### [Problem description]
Every line with "BinaryValue" in it must be copied from the data.

[Saved data entries]
PR #3031, opened 2022-07-22
Use 'X as default LogicArray value

mrv96:
In System Verilog when a logic array is declared but not initialized, its value is X. This proposal aims to mimic such behavior.

### DIFF
--- a/cocotb/types/logic_array.py
+++ b/cocotb/types/logic_array.py
@@ -28,6 +28,8 @@ class LogicArray(Array[Logic]):
     used.
     Like :class:`Array`, if no *range* argument is given, it is deduced from the length
     of the iterable or bit string used to initialize the variable.
+    If a *range* argument is given, but no value,
+    the array is filled with the default value of Logic().
 
     .. code-block:: python3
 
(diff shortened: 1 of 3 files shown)


ktbarrett (commented):
Can you add a test/example to the docstring?

ktbarrett:
Also looks like the code doesn't pass the linting checks. You should install and use pre-commit.
```sh
python -m pip install pre-commit
pre-commit install
```

This will prevent you from creating a commit if it would fail linting.

cocotb/types/logic_array.py
```diff
@@ -117,9 +117,15 @@ class LogicArray(Array[Logic]):
...
     def __init__(
         self,
-        value: typing.Union[int, typing.Iterable[LogicConstructibleT], BinaryValue],
+        value: typing.Optional[typing.Union[int, typing.Iterable[LogicConstructibleT], BinaryValue]] = None,
         range: typing.Optional[Range] = None,
     ) -> None:
+        if value is None:
+            if range is None:
+                raise ValueError(
+                    "at least one between value and range input parameters must not be None"
```
cmarqu, line 126:
```suggestion
                    "at least one of value and range input parameters must not be None"
```

cocotb/types/logic_array.py
```diff
@@ -37,12 +39,15 @@ class LogicArray(Array[Logic]):
...
 
-        >>> LogicArray(0xA)                     # picks smallest range that can fit the value
+        >>> LogicArray(0xA)  # picks smallest range that can fit the value
         LogicArray('1010', Range(3, 'downto', 0))
 
-        >>> LogicArray(-4, Range(0, "to", 3))   # will sign-extend
+        >>> LogicArray(-4, Range(0, "to", 3))  # will sign-extend
         LogicArray('1100', Range(0, 'to', 3))
 
+        >>> LogicArray(range=Range(0, "to", 3))  # defaults values
```
imphil, line 48:
```suggestion
        >>> LogicArray(range=Range(0, "to", 3))  # default values
```

cocotb/types/logic_array.py
```diff
@@ -115,12 +120,38 @@ class LogicArray(Array[Logic]):
 
     __slots__ = ()
 
+    @typing.overload
     def __init__(
         self,
         value: typing.Union[int, typing.Iterable[LogicConstructibleT], BinaryValue],
+        range: typing.Optional[Range],
```
imphil, line 127: nit for a future cleanup: It's rather common to import the used types from typing to use e.g. "Optional" instead of "typing.Optional". The type annotations are already long enough, prefixing them with "typing." isn't helping.

imphil (approved):
LGTM, please squash with a proper commit message before merging.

### [Output of the exercise]
-        value: typing.Union[int, typing.Iterable[LogicConstructibleT], BinaryValue],
+        value: typing.Optional[typing.Union[int, typing.Iterable[LogicConstructibleT], BinaryValue]] = None,
         value: typing.Union[int, typing.Iterable[LogicConstructibleT], BinaryValue],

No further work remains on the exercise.